### WORK TASK:
Within the data below, find the string "filepath" and return each line where it occurs.

RECORDS Block Start

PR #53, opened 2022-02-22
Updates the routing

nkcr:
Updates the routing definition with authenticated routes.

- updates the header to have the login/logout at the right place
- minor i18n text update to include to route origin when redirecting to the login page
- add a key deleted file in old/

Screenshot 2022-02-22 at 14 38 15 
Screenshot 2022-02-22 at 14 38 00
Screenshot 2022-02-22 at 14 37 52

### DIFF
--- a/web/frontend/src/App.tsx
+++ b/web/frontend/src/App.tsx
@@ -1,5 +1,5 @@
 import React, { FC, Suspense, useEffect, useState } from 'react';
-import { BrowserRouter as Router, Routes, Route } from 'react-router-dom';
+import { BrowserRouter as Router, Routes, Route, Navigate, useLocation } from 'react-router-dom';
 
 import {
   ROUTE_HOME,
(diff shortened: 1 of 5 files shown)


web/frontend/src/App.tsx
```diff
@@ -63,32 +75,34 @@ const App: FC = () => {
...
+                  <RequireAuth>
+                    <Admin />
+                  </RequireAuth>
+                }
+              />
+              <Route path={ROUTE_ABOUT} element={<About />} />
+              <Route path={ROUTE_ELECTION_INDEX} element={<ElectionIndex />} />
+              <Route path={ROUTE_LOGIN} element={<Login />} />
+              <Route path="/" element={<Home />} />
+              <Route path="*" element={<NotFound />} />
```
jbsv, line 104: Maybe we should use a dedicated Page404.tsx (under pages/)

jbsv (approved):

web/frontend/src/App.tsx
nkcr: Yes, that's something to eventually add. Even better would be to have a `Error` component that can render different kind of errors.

RECORDS Block End
RECORDS Block Start

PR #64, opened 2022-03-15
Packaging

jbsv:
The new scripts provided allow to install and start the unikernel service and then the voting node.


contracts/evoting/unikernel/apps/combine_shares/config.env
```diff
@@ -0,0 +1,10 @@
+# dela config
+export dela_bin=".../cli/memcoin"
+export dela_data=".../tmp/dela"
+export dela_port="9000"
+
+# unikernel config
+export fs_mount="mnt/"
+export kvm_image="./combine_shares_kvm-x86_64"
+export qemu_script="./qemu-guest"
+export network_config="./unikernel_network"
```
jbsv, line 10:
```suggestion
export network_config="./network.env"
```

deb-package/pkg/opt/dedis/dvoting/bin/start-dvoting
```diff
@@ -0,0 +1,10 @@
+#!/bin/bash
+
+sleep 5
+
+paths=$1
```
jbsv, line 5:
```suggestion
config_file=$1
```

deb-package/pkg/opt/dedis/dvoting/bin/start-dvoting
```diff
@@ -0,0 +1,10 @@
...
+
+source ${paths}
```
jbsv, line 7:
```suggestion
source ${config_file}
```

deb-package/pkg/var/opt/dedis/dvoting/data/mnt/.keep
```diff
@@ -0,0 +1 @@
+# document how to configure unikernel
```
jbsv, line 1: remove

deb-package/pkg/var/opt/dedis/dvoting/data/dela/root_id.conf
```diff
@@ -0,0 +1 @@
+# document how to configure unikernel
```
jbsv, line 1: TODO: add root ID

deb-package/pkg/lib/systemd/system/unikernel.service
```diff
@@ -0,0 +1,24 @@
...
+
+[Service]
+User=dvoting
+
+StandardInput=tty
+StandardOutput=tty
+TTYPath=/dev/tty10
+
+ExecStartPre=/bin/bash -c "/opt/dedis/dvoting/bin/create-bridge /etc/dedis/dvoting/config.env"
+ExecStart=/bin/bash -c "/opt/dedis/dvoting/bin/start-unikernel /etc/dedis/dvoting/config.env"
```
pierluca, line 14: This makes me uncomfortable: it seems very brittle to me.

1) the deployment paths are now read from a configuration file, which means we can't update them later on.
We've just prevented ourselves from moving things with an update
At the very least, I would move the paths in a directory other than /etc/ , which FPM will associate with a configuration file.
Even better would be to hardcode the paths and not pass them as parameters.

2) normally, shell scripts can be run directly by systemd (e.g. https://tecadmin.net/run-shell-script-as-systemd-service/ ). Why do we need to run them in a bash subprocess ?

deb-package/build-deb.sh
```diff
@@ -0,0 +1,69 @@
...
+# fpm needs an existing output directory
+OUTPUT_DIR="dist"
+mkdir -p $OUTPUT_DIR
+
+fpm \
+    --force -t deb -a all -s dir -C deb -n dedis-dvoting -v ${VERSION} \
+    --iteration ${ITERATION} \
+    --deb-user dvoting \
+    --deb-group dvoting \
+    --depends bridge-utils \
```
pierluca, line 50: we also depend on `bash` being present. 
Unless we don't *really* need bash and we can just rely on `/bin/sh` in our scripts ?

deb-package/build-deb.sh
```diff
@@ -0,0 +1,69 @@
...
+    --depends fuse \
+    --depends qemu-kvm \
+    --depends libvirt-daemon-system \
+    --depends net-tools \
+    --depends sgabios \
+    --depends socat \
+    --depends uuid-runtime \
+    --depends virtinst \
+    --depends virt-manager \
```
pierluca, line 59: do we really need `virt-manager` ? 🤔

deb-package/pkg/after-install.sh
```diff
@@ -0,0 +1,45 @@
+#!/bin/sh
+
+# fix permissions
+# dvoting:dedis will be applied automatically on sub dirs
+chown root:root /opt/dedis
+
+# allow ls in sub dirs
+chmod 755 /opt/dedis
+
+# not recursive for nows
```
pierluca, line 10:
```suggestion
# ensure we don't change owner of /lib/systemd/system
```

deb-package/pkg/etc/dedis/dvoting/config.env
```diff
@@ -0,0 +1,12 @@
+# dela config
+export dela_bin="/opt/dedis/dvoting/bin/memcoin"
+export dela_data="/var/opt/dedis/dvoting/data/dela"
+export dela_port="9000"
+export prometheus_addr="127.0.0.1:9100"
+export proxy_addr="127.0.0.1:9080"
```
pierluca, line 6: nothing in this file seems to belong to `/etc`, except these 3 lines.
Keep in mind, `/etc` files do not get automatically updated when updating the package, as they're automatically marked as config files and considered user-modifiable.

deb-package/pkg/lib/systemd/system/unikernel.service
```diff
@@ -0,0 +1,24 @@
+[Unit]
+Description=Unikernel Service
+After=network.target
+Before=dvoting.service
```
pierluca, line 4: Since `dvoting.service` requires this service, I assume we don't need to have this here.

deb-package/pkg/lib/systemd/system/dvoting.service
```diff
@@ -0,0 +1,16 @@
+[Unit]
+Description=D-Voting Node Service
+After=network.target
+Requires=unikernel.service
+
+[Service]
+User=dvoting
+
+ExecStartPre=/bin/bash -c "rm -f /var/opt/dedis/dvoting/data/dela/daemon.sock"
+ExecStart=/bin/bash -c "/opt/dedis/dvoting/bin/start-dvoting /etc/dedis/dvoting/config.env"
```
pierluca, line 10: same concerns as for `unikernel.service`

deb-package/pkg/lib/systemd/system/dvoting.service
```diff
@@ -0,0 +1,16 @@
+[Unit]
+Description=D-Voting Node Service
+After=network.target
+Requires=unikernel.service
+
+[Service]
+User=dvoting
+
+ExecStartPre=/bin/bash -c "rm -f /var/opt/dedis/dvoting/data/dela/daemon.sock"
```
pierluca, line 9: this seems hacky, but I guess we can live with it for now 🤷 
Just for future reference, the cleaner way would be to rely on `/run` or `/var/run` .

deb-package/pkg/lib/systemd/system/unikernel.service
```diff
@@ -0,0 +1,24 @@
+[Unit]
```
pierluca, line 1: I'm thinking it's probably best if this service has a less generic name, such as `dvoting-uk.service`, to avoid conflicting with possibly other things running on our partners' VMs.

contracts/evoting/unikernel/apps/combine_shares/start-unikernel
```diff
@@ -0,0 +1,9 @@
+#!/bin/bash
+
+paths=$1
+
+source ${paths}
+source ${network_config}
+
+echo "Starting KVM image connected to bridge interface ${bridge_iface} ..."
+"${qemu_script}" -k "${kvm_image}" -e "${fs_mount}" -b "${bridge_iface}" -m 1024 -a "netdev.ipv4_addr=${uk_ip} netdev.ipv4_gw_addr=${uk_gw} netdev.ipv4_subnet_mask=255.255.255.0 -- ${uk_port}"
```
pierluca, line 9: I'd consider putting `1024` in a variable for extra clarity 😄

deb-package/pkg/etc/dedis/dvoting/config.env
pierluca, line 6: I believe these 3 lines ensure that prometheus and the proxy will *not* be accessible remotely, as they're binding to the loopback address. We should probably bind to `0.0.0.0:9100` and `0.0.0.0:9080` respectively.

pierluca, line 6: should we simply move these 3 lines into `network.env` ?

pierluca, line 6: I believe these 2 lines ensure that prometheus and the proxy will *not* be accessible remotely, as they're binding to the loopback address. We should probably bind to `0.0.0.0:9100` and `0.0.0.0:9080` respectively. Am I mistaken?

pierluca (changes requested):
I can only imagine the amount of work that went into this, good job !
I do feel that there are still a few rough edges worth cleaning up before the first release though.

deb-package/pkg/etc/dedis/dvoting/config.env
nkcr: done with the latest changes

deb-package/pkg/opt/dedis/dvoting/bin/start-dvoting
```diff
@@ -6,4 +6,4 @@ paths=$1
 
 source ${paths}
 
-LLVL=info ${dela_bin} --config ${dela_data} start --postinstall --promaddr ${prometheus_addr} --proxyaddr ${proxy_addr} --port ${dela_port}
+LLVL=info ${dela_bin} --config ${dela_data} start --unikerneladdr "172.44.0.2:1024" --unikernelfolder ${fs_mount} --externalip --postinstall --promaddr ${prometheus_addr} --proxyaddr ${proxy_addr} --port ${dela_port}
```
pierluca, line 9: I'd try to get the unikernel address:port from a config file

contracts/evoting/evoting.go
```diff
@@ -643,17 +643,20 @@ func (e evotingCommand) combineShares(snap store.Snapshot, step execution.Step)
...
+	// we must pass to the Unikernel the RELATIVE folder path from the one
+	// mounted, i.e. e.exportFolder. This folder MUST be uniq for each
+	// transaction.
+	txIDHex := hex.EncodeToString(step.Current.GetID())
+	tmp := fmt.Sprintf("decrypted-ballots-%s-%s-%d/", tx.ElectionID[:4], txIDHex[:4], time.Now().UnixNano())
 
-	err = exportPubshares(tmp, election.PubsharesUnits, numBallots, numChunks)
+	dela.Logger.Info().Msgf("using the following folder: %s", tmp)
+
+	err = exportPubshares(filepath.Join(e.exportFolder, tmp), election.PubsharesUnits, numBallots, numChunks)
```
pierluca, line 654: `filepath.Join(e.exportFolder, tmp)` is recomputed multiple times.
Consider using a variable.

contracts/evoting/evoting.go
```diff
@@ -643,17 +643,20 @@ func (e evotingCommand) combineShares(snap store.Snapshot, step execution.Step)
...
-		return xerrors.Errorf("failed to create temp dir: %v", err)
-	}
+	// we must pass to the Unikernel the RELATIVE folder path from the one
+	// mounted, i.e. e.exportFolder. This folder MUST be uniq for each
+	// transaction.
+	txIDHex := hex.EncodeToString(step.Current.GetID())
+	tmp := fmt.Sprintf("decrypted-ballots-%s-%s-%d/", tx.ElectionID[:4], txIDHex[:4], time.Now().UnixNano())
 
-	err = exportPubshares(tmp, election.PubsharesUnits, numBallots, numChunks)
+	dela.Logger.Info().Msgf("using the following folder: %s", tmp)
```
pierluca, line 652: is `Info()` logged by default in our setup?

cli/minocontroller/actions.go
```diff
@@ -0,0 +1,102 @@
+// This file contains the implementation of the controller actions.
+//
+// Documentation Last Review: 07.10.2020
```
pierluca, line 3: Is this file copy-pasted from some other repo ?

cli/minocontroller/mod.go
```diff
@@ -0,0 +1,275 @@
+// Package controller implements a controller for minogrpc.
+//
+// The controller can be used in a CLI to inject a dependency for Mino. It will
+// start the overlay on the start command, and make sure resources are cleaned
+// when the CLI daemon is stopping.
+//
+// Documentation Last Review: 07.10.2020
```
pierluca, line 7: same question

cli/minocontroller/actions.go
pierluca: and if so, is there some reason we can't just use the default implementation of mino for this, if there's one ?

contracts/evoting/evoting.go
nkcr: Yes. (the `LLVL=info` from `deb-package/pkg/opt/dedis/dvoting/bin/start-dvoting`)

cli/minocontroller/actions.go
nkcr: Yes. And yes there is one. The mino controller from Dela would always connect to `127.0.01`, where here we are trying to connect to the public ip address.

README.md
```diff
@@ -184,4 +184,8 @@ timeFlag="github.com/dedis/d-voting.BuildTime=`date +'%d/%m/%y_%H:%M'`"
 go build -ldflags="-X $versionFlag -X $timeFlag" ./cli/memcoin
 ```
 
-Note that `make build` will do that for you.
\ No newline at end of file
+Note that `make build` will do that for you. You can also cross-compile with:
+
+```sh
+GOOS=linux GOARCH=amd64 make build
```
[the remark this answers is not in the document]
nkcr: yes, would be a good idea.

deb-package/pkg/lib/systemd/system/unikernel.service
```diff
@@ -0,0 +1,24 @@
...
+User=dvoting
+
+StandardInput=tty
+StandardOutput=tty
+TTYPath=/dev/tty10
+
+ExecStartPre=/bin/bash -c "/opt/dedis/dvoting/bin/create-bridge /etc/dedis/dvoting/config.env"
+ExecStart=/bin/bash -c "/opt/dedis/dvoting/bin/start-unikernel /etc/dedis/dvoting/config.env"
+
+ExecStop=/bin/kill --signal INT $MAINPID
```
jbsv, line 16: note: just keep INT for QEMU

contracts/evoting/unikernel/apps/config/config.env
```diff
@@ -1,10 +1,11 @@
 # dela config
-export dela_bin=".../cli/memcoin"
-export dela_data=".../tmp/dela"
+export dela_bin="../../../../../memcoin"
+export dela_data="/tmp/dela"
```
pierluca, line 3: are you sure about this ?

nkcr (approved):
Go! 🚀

RECORDS Block End

### SOLUTION TO THIS EXERCISE:
+	err = exportPubshares(filepath.Join(e.exportFolder, tmp), election.PubsharesUnits, numBallots, numChunks)
pierluca, line 654: `filepath.Join(e.exportFolder, tmp)` is recomputed multiple times.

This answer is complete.